ASSIGNED TASK:
Please give nothing except the number of lines in the records below that include the word "basic".

Saved data entries:
··········
Issue #59, opened 2017-08-28
Button


jamesmelzer:
### Deliver

* Kitchen sink file showing all variations in all states, including too much and too little content
* Macro to create all variations
* Update tokens file with necessary style decisions

joesnellpdx:
@jamesmelzer @kevinmpowell 

How do I make changes / updates to tokens file?

I see "// DO NOT EDIT: This file is automatically generated by a build task", but adding to the tokens.yaml and tokens.json, but not working as expected.

kevinmpowell:
@joesnellpdx the `/tokens/tokens.yaml` file is where you should make your changes. As long as the main `gulp` task is running it should automatically update `tokens.scss` and `tokens.json`

joesnellpdx:
@jamesmelzer @kevinmpowell 

About ready to move back into peer review, but have some questions:

1. Is there a way to prefix svg icons? I added icons, but prefixing with 'ie'. I'm guessing there is a simple update to a gulp task.
2. How do I attach a commit to an issue ( like Kevin's above), or is this not a big deal?
3. I added a simple doc-site template, but not sure if that is part of this task. Should I continue with that?
4. I added fonts, but not able to accurately test text-crop mixin so line-height still at `1`
5. Border for focus is using inset box shadow per our discussion last week - going to come up again with borders on form inputs
6. I did not add any font loading enhancements - just `@font-face` for now ( see: https://developers.google.com/web/fundamentals/performance/optimizing-content-efficiency/webfont-optimization )
7. Updated / added some tokens - please review to make sure my assumptions are correct
8. Nujucks macro - new to this - please review implementation - got complex 
9. Where to engineering / sketch workflow docks end up? Goal to put into doc-site or are they internal?
10. To clarify, all high level conversation on PRs, tickets, issues will be in the associated issue ( here )?

Sorry for the laundry list - LMK if you would rather I ask in a different forum / place.

Branch:
https://github.com/JDRF/spirit/pull/152/files

kevinmpowell:
@joesnellpdx this is the right place for these questions. I'll have time to respond this afternoon after our sprint planning.

kevinmpowell:
@joesnellpdx I'm going to move my responses over to the PR #152 so we consolidate the conversation

joesnellpdx:
@kevinmpowell

Thanks for answering questions! I believe I have addressed all your issues by my latest commits or by comment response.

[...]

PR #152, opened 2018-06-20
Feature/59 component button

joesnellpdx:
Added library component button

- Not able to add to doc-site locally
- Custom variables in buttons.scss: need discussion on tokens
- box sizing and border: not able to alter box sizing to have button ignore border width

For box sizing, options:

- Kevin passes knowledge to accomplish with box sizing
- Use pseudo element
- Use box shadow inset
- Use custom padding ( remove border width )

Testing process: 
LMK where / how workflow should be altered + any other feedback 
Also, not all buttons complete at this time, but want review on current state of branch.
I assume PRs and Issues will not be directly connected besides branch titles


joesnellpdx:
Doc site enabled. 
Continuing to add missing buttons.

library/components/button/button.njk
```diff
@@ -1,7 +1,15 @@
...
-          text="Button Text") %}
-  <button class="spirit-button{{ ' ' + class if class }}">
-    {{ text }}
-  </button>
+          disabled=false,
+          text="Button Text",
+		  tag="button",
+		  type=false,
+		  href=false) %}
+	{% if 'input' === tag  %}
```
kevinmpowell: Not sure if this is just a "work-in-progress (WIP)" artifact, but I'm not sure what value this `if` statement is adding. The only difference between the branches seems to be the ability to add a `disabled` attribute.

library/components/button/button.scss
```diff
@@ -1,23 +1,132 @@
...
 .spirit-button {
-  background: blue;
-  border-radius: 5px;
-  border: 0;
-  color: white;
+  background: $spirit-interactive-color-primary-fill;
+  border: $spirit-border-button solid $spirit-interactive-color-primary-fill;
+  border-radius: $spirit-border-radius-m;
+  box-shadow: $spirit-elevation-1 $spirit-interactive-color-primary-glow;
+  box-sizing: border-box; // does not inset the border ignoring the padding ( can use inset shadow, pseudo element, or padding modifications )
```
kevinmpowell: This is what I expected. Let's revisit with @jdrf-digitaldesigner in a crit to see if this needs to be changed.

library/components/button/button.scss
```diff
@@ -1,23 +1,132 @@
+// Letter Spacing
+$spirit-button-font-letter-spacing-15: .15em;
+
+// Transitions
+$spirit-button-transition-duration: .3s;
+$spirit-button-transition-timing-function: ease-out;
+
+// tokens.yaml not tranlating correct colors for blues to tokens.scss
+$spirit-interactive-color-focus: $spirit-color-blue-30;
```
kevinmpowell: Yes, this should definitely be a token.

library/components/button/button.scss
```diff
@@ -1,23 +1,132 @@
+// Letter Spacing
+$spirit-button-font-letter-spacing-15: .15em;
```
kevinmpowell: If this is button specific then leave as-is. @jamesmelzer do you have a sense on other places a custom letter spacing is used?

library/components/button/button.scss
```diff
@@ -1,23 +1,132 @@
...
+
+// Transitions
```
kevinmpowell: These basic hover transitions will likely become tokens. I can see these being applied to links, tabs, etc. @jamesmelzer thoughts?

library/components/button/button.scss
```diff
@@ -1,23 +1,132 @@
...
-  font-size: 16px;
-  padding: 10px 20px;
+  display: inline-block;
+  font-family: $spirit-font-family-sans-serif;
+  font-size: $spirit-font-size-m;
+  font-style: normal;
+  font-weight: $spirit-font-weight-bold;
+  letter-spacing: $spirit-button-font-letter-spacing-15;
+  line-height: $spirit-font-line-height-controls;
+  margin: 0;
```
kevinmpowell: Delete line 28 and change line 27 to `margin: $spirit-space-stack-2-x;`

library/components/button/button.scss
```diff
@@ -1,23 +1,132 @@
...
+  }
+
+  &:focus,
+  &:focus-within {
+    border: $spirit-border-button solid $spirit-interactive-color-focus;
+  }
+}
+
+// for testing - to be replaced with section component - need direction here
+.button-wrap-dark-test {
```
kevinmpowell: I'd go with something like `.spirit-container--dark` such that your markup is:
```
<div class="spirit-container--dark">
  <button class="spirit-button">
</div>
```

And the SCSS becomes:
```
.spirit-button {
  // styles here
  .spirit-container--dark & {
    //.spirit-button--on-dark styles
  }
}
```

This removes the need to add a modifier class to each individual component and allows a parent context to trigger the switch. This would replace the `.spirit-button--on-dark` modifier class.

library/components/button/button.njk
```diff
@@ -1,7 +1,15 @@
...
           class=false,
-          text="Button Text") %}
-  <button class="spirit-button{{ ' ' + class if class }}">
-    {{ text }}
-  </button>
+          disabled=false,
+          text="Button Text",
+		  tag="button",
+		  type=false,
+		  href=false) %}
```
kevinmpowell: Allow `href` to automatically populate `tag`. 
```
{% if href %}
  {% set tag = 'a' %}
{% endif %}
```

Makes the call a little cleaner: `{{ library.button(text="A link button", href="#") }}`

doc-site/docs/components/buttons.njk
```diff
@@ -7,8 +7,64 @@
...
+  {% endset %}
+  {{ esds_doc.code_example_pair( example=button_default ) }}
+
+  {% set button_default_disabled %}
+    {{ library.button(text="Default Button Disabled", disabled="true") }}
+  {% endset %}
+  {{ esds_doc.code_example_pair( example=button_default_disabled ) }}
+
+  {% set button_default_link %}
+    {{ library.button(text="Default Button Link", tag="a", href="#") }}
```
kevinmpowell: See my note on simplifying this call if you let the presence of `href` trigger `tag="a"`

library/components/button/button.scss
```diff
@@ -1,23 +1,132 @@
...
+  }
+
+  &:focus,
+  &:focus-within {
+    border: $spirit-border-button solid $spirit-interactive-color-focus;
+  }
+}
+
+// Spririt Button - Secondary Gray
+.spirit-button--secondary-gray {
```
kevinmpowell: When do I use `secondary` vs. `secondary-gray`. I'm wondering if there's a more descriptive name that would clarify this?

library/components/button/button.njk
joesnellpdx: @kevinmpowell if 'input' === tag' constructs a new element <input> without a closing </input> tag. 

Example: 
<input type="submit" class="spirit-button" value="Default Button Submit">
vs:
<button class="spirit-button">Default Button</button>

library/components/button/button.scss
joesnellpdx: @jamesmelzer Any reason why the .yaml representation of $spirit-color-blue-30 is not accurate in tokens.scss with the var $spirit-interactive-focus?

library/components/button/button.scss
joesnellpdx: @kevinmpowell @jamesmelzer @jdrf-digitaldesigner 

--tertiary
--gray

--other?

I'd be partial to tertiary to follow the pattern - does not lock into a 'color,' but may be too abstract? If so, will change tokens from spirit-interactive-color-secondary-grey-xxx to spirit-interactive-color-tertiary-text

library/components/button/button.scss
jamesmelzer: I don't. I'll ping Patrick

library/components/button/button.scss
jamesmelzer: Agreed. I didn't have enough info to add them in the initial pass, but once we have a solid review on button, I'll add them. 

Feedback
- .3s feels a little slow for such a tight interaction, to me.

library/components/button/button.scss
jamesmelzer: User error, no doubt. I'll check it in my branch...

jamesmelzer: @joesnellpdx it's #B3CCFF in Sketch, in `$color-blue-30`, and in `$interactive-color-focus`. Where is it showing up as the wrong value?

library/tokens/tokens.yaml
```diff
@@ -20,8 +20,8 @@ color :
     default : &color-red-100 "#F40050"
     light :   &color-red-35 "#FFA6C4"
 elevation-color : # === structure change ===
-  default :  &elevation-color-default  rgba(0,8,26,16)   # based on color-black
-  blue :     &elevation-color-blue     rgba(0,85,255,16) # based on color-blue-default
+  default :  &elevation-color-default  rgba(0,8,26,0.16)   # based on color-black
+  blue :     &elevation-color-blue     rgba(0,85,255,0.16) # based on color-blue-default
```
jamesmelzer: Good catch!

jamesmelzer:
@joesnellpdx On disabled button, you prevent the hover styling from kicking in on default buttons, but --on-dark it's still occurring.

library/components/button/button.scss
joesnellpdx: @jamesmelzer It 'looks' correct, but when I add the variable to a style (i.e. bacgkround-color: $interactive-color-focus) it results as #0055FF on the front end.

Wondering if the following syntax is being ignored due to integer instead of string (30) in tokens.yaml and falling back to 'default':
 30 :      &color-blue-30      "#B3CCFF"

joesnellpdx: @jamesmelzer 

This is what is compiling into tokens.scss:
`$spirit-interactive-color-focus: #0055FF !default;`

jamesmelzer:
Overall feedback on the code (not my area of expertise): looks good; ask Kevin.

Sink page feedback: What I've seen work well elsewhere is showing multiple copies of each variation, one in each state. This aids in visual review and QA, and suggests visual relationships that aren't obvious otherwise (eg, do all the hover states look/feel compatible?) 

This requires a little redundancy in class structure, since it requires `.spirit-thing--hover, .spirit-thing:hover {}` for each state. @kevinmpowell can weigh in. But then the sink can provide easy-to-review rows of variations, with each row (for button) containing: default, hover, focus, active, disabled. 

See "Button States" on https://comet.discoveryeducation.com/components/buttons-sink.html (which, to be fair, has ten million button variations).

library/components/button/button.scss
jamesmelzer: Yeah, you're correct: it's spitting out all the ones with integers. I'm fixing now.

jamesmelzer: I haven't identified the problem. It parses fine in other repos, but is choking here. I'll have to come back to it in the morning.

library/components/button/button.scss
patrickmckowen: @joesnellpdx let's remove `secondary-gray`.  We don't have solid references or guidelines for it yet.

jamesmelzer:
@joesnellpdx Can you take a look at this token PR before I merge it? 
https://github.com/JDRF/spirit/pull/153

joesnellpdx:
@jamesmelzer @kevinmpowell 

For button toggle -- I am not adding any data attributes, aria attributes, or scripts at this time. Is that correct? 

I assume this is meant to mimic the bootstrap toggle:
https://getbootstrap.com/docs/4.0/components/buttons/#toggle-states

patrickmckowen:
@joesnellpdx it's actually more like the Bootstrap checkbox or radio button: https://getbootstrap.com/docs/4.0/components/buttons/#checkbox-and-radio-buttons

The use case for this is the gift amount options on a donation form.

jamesmelzer:
@joesnellpdx in /library/styles/ I'd expect to add...

- accessibility.scss for .spirit-screenreader-only and .spirit-screenreader-hidden
- typography.scss for a basic font reset and the text crop mixin, should we want to include it
- utils.scss for a toolkit, like a border-box mixin or styles for a common overlay layer used by modal, etc
- maybe color.scss for mixins or styles that reveal color beyond specific components (like error red)
- maybe animations.scss for another toolbox of mixins

joesnellpdx:
@patrickmckowen 

If we are constructing a checkbox implementation like this, I suggest adding to forms - not the same as a 'button'

joesnellpdx:
@jamesmelzer @kevinmpowell 

Ready for re-review.

Notes:
Per 6/21/18 scrum - changed borders to inset box-shadow. 
Added utilities scss file for general styles - do not want to cloud button space
Updated button tokens ( removed those fixed in tokens branch )
Per 6/21/18 scrum - removed toggle button, but kept tokens for toggle checkbox in forms
Manually added svg placeholder - until spriting is setup ( will touch base with Kevin on that next week )
A few other minor tweaks

joesnellpdx:
Since new buttons added to sketch - assigning back to self and put task back to in progress.

jamesmelzer:
I'll check the new designs and update the tokens if needed. I don't think we've added any new colors, but the `secondary-gray` has to change and a clear `minimal` is needed.

kevinmpowell:
Responding to Joe's questions posed on the original issue #59 
> Is there a way to prefix svg icons? I added icons, but prefixing with 'ie'. I'm guessing there is a simple update to a gulp task.

I don't understand this question. Are you talking about prefixing filenames?

> How do I attach a commit to an issue ( like Kevin's above), or is this not a big deal?

It is not a big deal, but it makes it easier to find things. Just put a pound sign and the issue number, like `#59` in your commit messages and GitHub will link it up.

> I added a simple doc-site template, but not sure if that is part of this task. Should I continue with that?

I assume you're referring to `doc-site/docs/components/buttons.njk` - that's fine, but typically hold off on working on those pages until we reach the [PUBLISH] step of the process. Typically at the [BUILD] step we just build out the sink pages in `library`. There's a [DOC] step between [BUILD] and [PUBLISH] where we determine what the content and flow of the `doc-site` page will be.

> I added fonts, but not able to accurately test text-crop mixin so line-height still at 1

Go ahead and commit this, I have a separate issue to add the proper values in the next sprint.

> Border for focus is using inset box shadow per our discussion last week - going to come up again with borders on form inputs

This makes sense to me. Do you have any concerns about using box shadow?

> I did not add any font loading enhancements - just @font-face for now ( see: https://developers.google.com/web/fundamentals/performance/optimizing-content-efficiency/webfont-optimization )

Again this is fine for now. Can you check the backlog for a task to revisit and optimize? If none can you create one?

> Updated / added some tokens - please review to make sure my assumptions are correct
I'll comment inline on the file

> Nujucks macro - new to this - please review implementation - got complex
I'll add comments inline on the file

> Where do engineering / sketch workflow docks end up? Goal to put into doc-site or are they internal?
That depends on the doc. More often than not, they're valuable to actually publish to the doc site. The main exception I can think of is the release guide for actually deploying the doc site. But git workflow, versioning, etc are all valuable docs for contributors to reference.

> To clarify, all high level conversation on PRs, tickets, issues will be in the associated issue ( here )?
Good question. Clarifying the acceptance criteria before work on the issue begins or the PR is created should go on the issue. After the PR has been created let's migrate future conversation to the PR itself.

kevinmpowell:
Re: toggle button. If this is going to be built I would suggest building this out now. In my experience the toggle button often needs to look identical to the standard button. If they're used side by side in a toolbar for example. 

Since the markup to support `input[type="checkbox']` and `input[type="radio"]` buttons can vary quite a bit from `<a>` or `<button>` based buttons, building it now is actually valuable and will prevent potential breaking changes in a future release.

This might be worth bringing up in Friday's critique.

library/components/button/button.scss
kevinmpowell: I also found a bug. I made the box shadow hot pink so it's easier to see. When I hover the shadow grows, and when I click the shadow shrinks, but when I release but remain hovered I expect the shadow to return to the `:hover` state and it doesn't unless I mouse out of the button and re-enter.
active-release-issue

* [ ] Fix `:active` released hover issue

library/components/button/button.scss
```diff
@@ -1,23 +1,463 @@
...
+
+// Transitions
+$spirit-button-transition-duration: .3s;
+$spirit-button-transition-timing-function: ease-out;
+
+// Spririt Button - Default
 .spirit-button {
-  background: blue;
-  border-radius: 5px;
+  // sass-lint:disable property-sort-order, no-vendor-prefixes
```
kevinmpowell: Is it possible to move this to just above the `-webkit` vendor prefix? that way sort order's still enforced for the rest of the block?

* [ ] Move sass-lint:disable if possible

library/components/button/button.scss
joesnellpdx: @kevinmpowell 

I cannot duplicate. Tested on safari, chrome, ff, and ie 11. Chrome shows focus box-shadow inset, while the others do not ( unless focused via tab ). In all cases, the box shadow goes back to hover state except for chrome - where it remains as :focus ( 0 box shadow ).

Please clarify.

library/components/button/button.njk
```diff
@@ -1,7 +1,85 @@
...
+      {% if icon %}
+        {% if not iconlabel %}
+          {% set iconlabel = icon %}
+        {% endif %}
+        <svg role="img" aria-label="{{iconlabel if iconlabel}}" class="spirit-icon--{{icon if icon }}" xmlns="http://www.w3.org/2000/svg" >
+            <use xlink:href="/icons/spirit.svg#{{icon if icon}}"></use>
+        </svg>
+      {% endif %}
+      {% if loader %}
+        {% if class and 'spirit-button--loading' in class %}
```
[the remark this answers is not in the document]
joesnellpdx: @kevinmpowell 

The classes for success and danger will work out of the box so long as there are no intended hidden / visible text or icons. See the buttons in the 'feedback' button group. These are the 'simple' buttons.

Whether the button content is an icon or text is a macro variable. 

Hidden icons, default text, or feedback text that can be hidden or shown are additional options set by the macros ( controlled by feedbackType and loader variables ). 

For the text elements (when feedbackType and loader variables are used), those are in the dom depending on the variables passed to the macro ( if needed ). What would have to change is the 'aria-hidden' declaration for each one. This cannot be changed via css. 

For loader - because this is an svg animation, it does need to be added to the dom. The only variable required here for the macro is `loader=true` - this adds the dom element (svg). 

Options:
1) Add the loader svg for all buttons regardless if needs a loader or not. 
2) Use pure css instead of svg to create a loading element - can use classes only.
3) Use svg that we can load via css and animate via transition only ( spin ) - can use css classes only

I'm trying to avoid using scripts if at all possible (besides having to change the classname and the 'aria-hidden' declarations ).

Let me know if I'm missing something, need clarification, or not understanding.

See existing loader (inspiration) for reference here:
http://jdrf.design/dist/components.html#01-buttons

joesnellpdx:
@kevinmpowell 

Thanks for answering questions! I believe I have addressed all your issues by my latest commit or by comment response.

Not sure if I should move to Peer Review, however, as there are dependencies we will from the new branches assigned. OR - so I get a peer review from the existing state, get it merged into develop, and add new components (icon macros) when those are available? Fine with either approach.

I assume leave in limbo until I can merge in those other updates.

CC: @jamesmelzer

library/components/button/button.njk
```diff
@@ -1,7 +1,85 @@
...
+  {% if href %}
+    {% set tag = 'a' %}
+  {% endif %}
+  {% if success %}
+    {% set feedbackType = 'success' %}
+  {% elif danger %}
+    {% set feedbackType = 'danger' %}
+  {% endif %}
+  {% if 'input' === tag  %}
+    <{{tag}} {{ 'type=' + type if type }} class="spirit-button{{ ' ' + class if class }}{{ ' spirit-button--is-icon' if icon and not text}}" value="{{icon if icon}}{{text if text}}" {{ 'data-loader=' + loader if loader }} {{ 'data-success=' + success if success }} />
```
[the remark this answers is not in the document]
joesnellpdx: @kevinmpowell Good catch! No you can not. Removing from `input` based buttons.

library/components/button/button.scss
joesnellpdx: @kevinmpowell I tried that to start and it barfs on the sort order even though within ignore declaration. 

Options:
1) leave is is
2) add declaration to a mixin to output in @include and remove sass-lint:disable
3) other

library/components/button/button.njk
```diff
@@ -1,7 +1,85 @@
...
+      feedbackText=false) %}
+  {% if href %}
+    {% set tag = 'a' %}
+  {% endif %}
+  {% if success %}
+    {% set feedbackType = 'success' %}
+  {% elif danger %}
+    {% set feedbackType = 'danger' %}
+  {% endif %}
+  {% if 'input' === tag  %}
```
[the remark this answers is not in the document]
joesnellpdx: @kevinmpowell 

Would love your assistance here.

The issue with input:
1) Cannot have icons in the text
2) Cannot animate icons as pseudo / background elements
3) Does not have closing tag

^^ those are the main concerns with the diff. If those can be resolved, can include in a single output. The main challenge being the loader + feedback text.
··········
RESPONSE:
2